Device-centric Sensing: an Alternative to Data-centric Approaches
|Title||Device-centric Sensing: an Alternative to Data-centric Approaches|
|Publication Type||Journal Article|
|Year of Publication||2015|
|Authors||Distefano, S., G. Merlino, and A. Puliafito|
|Journal||Systems Journal, IEEE|
|Keywords||BigData, Cloud, IaaS, Mobiles, sensing abstraction and virtualization, sensors and actuators|
When pieces of information originate from the physical world through sensing infrastructure, there is a pressing need to cope with the overhead and inherent limitations lying in merely shifting huge amounts of aggregated data across the net. In this scenario, a key point is the minimization of wasted bandwidth to accommodate for ever-growing demands of sensing data. For effective treatment of sensing data, BigData principles and approaches should be adopted, in particular the one by which computing has to be brought as near as possible to data. In this paper we propose a new approach to deal with sensing data inspired by this principle, injecting intelligence on the device instead of just using it as source of data, thus reversing the trend from the current data-centric paradigm towards a device-centric one.
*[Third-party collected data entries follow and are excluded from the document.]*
PR #3115, opened 2022-05-18
Janitor optimization use requested at index

arnolf:
Hi,

on large tables, janitor queries could take minutes.

Table like refresh_token can grow before there is some expired tokens.

By adding missing indexes on requested_at columns, and by ordering on this field we can avoid full table scan, and/or in memory sorting.

      introduces a new feature.
- [ ] I am following the
      the changes.
      works.

### DIFF
--- a/internal/testhelpers/janitor_test_helper.go
+++ b/internal/testhelpers/janitor_test_helper.go
@@ -507,7 +507,7 @@ func JanitorTests(conf *config.Provider, consentManager consent.Manager, clientM
 
 				// cleanup
 				t.Run("step=cleanup", func(t *testing.T) {
-					require.NoError(t, fositeManager.FlushInactiveLoginConsentRequests(ctx, time.Now().Round(time.Second), 2, 1))
+					require.NoError(t, fositeManager.FlushInactiveLoginConsentRequests(ctx, time.Now().Round(time.Second), 4, 1))
 				})
 
 				// validate
--- a/persistence/sql/migrations/20220516123200000000_oauth2.down.sql
+++ b/persistence/sql/migrations/20220516123200000000_oauth2.down.sql
@@ -1,4 +1,3 @@
-DROP INDEX hydra_oauth2_access_expiry;
-DROP INDEX hydra_oauth2_refresh_expiry;
-DROP INDEX hydra_oauth2_authentication_request_expiry;
-DROP INDEX hydra_oauth2_consent_request_expiry;
+DROP INDEX hydra_oauth2_refresh_requested_at_idx;
+DROP INDEX hydra_oauth2_authentication_request_requested_at_idx;
+DROP INDEX hydra_oauth2_consent_request_requested_at_idx;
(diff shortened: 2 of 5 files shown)


aeneasr (changes requested):
Thank you very much! We are in the process of refactoring the storage layer. Could you please:

1. Confirm this issue exists on the v2.x branch
2. If it still exists, make your changes against that branch

Thank you very much!

arnolf:
Hello,

I had a look on v2.x branch. It seems the code changed a lot.
The authentication and request tables has been merged in an unique flow tables, so I can't give you production feedback on this table as the v2 has not yet been released :(

However, the main issue still arise on refresh_token table even if the query changed (https://github.com/ory/hydra/blob/v2.x/persistence/sql/persister_oauth2.go#L430) :
- it is still missing an hydra_oauth2_refresh_requested_at_idx index on (nid, requested_at)
- and ORDER BY still using signature instead of requested_at

By the way, I think it would be better if the existing index on access_token table would be on (nid, requested_at), rather than on (requested_at, nid). With composite index, it's always better to put more selective index at first, that is, equality first, and then comparison.

I've made tests we a small amount of data, and forcing usage of indexes on PostgreSQL:

Here the actual query plan :
Limit  (cost=12.27..12.28 rows=1 width=52) (actual time=0.021..0.021 rows=0 loops=1)
  ->  Sort  (cost=12.27..12.28 rows=1 width=52) (actual time=0.020..0.021 rows=0 loops=1)
        Sort Key: requested_at
        Sort Method: quicksort  Memory: 25kB
        ->  Index Scan using hydra_oauth2_refresh_client_id_idx on hydra_oauth2_refresh  (cost=0.14..12.26 rows=1 width=52) (actual time=0.014..0.015 rows=0 loops=1)
              Index Cond: (nid = '4511a21c-67e1-4a80-8999-444c1a418ce6'::uuid)
              Filter: (requested_at < '2021-12-12 00:00:00'::timestamp without time zone)
              Rows Removed by Filter: 1
Planning time: 0.149 ms
Execution time: 0.051 ms

With index on (nid, requested_at)
Limit  (cost=8.16..8.17 rows=1 width=44) (actual time=0.015..0.015 rows=0 loops=1)
  ->  Sort  (cost=8.16..8.17 rows=1 width=44) (actual time=0.014..0.015 rows=0 loops=1)
        Sort Key: signature
        Sort Method: quicksort  Memory: 25kB
        ->  Index Scan using hydra_oauth2_refresh_requested_at_idx on hydra_oauth2_refresh  (cost=0.14..8.15 rows=1 width=44) (actual time=0.009..0.009 rows=0 loops=1)
              Index Cond: ((nid = '4511a21c-67e1-4a80-8999-444c1a418ce6'::uuid) AND (requested_at < '2021-12-12 00:00:00'::timestamp without time zone))
Planning time: 0.101 ms
Execution time: 0.034 ms

With index on (nid, requested_at) and ORDER BY requested_at, we have no sorting, no full scan, and we have full usage of index. :
Limit  (cost=0.14..8.15 rows=1 width=52) (actual time=0.011..0.011 rows=0 loops=1)
  ->  Index Scan using hydra_oauth2_refresh_requested_at_idx on hydra_oauth2_refresh  (cost=0.14..8.15 rows=1 width=52) (actual time=0.010..0.010 rows=0 loops=1)
        Index Cond: ((nid = '4511a21c-67e1-4a80-8999-444c1a418ce6'::uuid) AND (requested_at < '2021-12-12 00:00:00'::timestamp without time zone))
Planning time: 0.124 ms
Execution time: 0.036 ms

Since the code change a lot, I think it would be better to create a new pull request, or an issue (I don't know yet if I would have time to create a new pull request).

aeneasr:
Superseded by #3516

Issue #3082, opened 2022-04-21
Pass current session (access token extensions) to refresh token hook


alekbarszczewski:
### Preflight checklist

- [X] I could not find a solution in the existing issues, docs, nor discussions.
- [X] I agree to follow this project's [Code of Conduct](https://github.com/ory/hydra/blob/master/CODE_OF_CONDUCT.md).
- [X] I have read and am following this repository's [Contribution Guidelines](https://github.com/ory/hydra/blob/master/CONTRIBUTING.md).
- [ ] This issue affects my [Ory Cloud](https://www.ory.sh/) project.
- [ ] I have joined the [Ory Community Slack](https://slack.ory.sh).
- [ ] I am signed up to the [Ory Security Patch Newsletter](https://ory.us10.list-manage.com/subscribe?u=ffb1a878e4ec6c0ed312a3480&id=f605a41b53).

### Describe your problem

I am adding custom session extensions to access token when accepting consent request:
```csharp
var request = new HydraAcceptConsentRequest(
    grantScope: scope.ToList(),
    session: new HydraConsentRequestSession(accessToken: new Dictionary<string, object>()
    {
        { "sid", sessionId }
    })
);

var result = await _adminApi.AcceptConsentRequestAsync(consentChallenge, request);
```

And JWT token looks like this:
```json
{
  "sub": "xxx",
  ...
  "ext": { // <--- extensions
    "sid": "14628d10-8c63-4c7f-8a9c-3e37318ce7d6"
  },
  ...
}
```

Normally when token is refreshed "ext" field remain the same after each refresh which is good, "sid" remains the same which is what I want. However when using refresh token hook (a webhook which is called before token refresh to refresh claims described here https://www.ory.sh/docs/hydra/guides/claims-at-refresh#webhook-configuration) there is no option to keep "ext" field the same.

This way, we shift the focus from the application level onto the infrastructure one, adopting a Cloud-oriented approach to abstract and virtualize sensor-hosting boards ready to be reconfigured with custom logic, such as MapReduce, by providing resources on demand, as a service. Theoretical, design and technical aspects have been addressed in this paper through the evaluation of a device-centric Sensing IaaS stack implementation. In particular, a prototype for mobiles is described, getting into platform-dependent details where needed. The facilities so far implemented under the Android platform have been put under preliminary testing through a mobile application.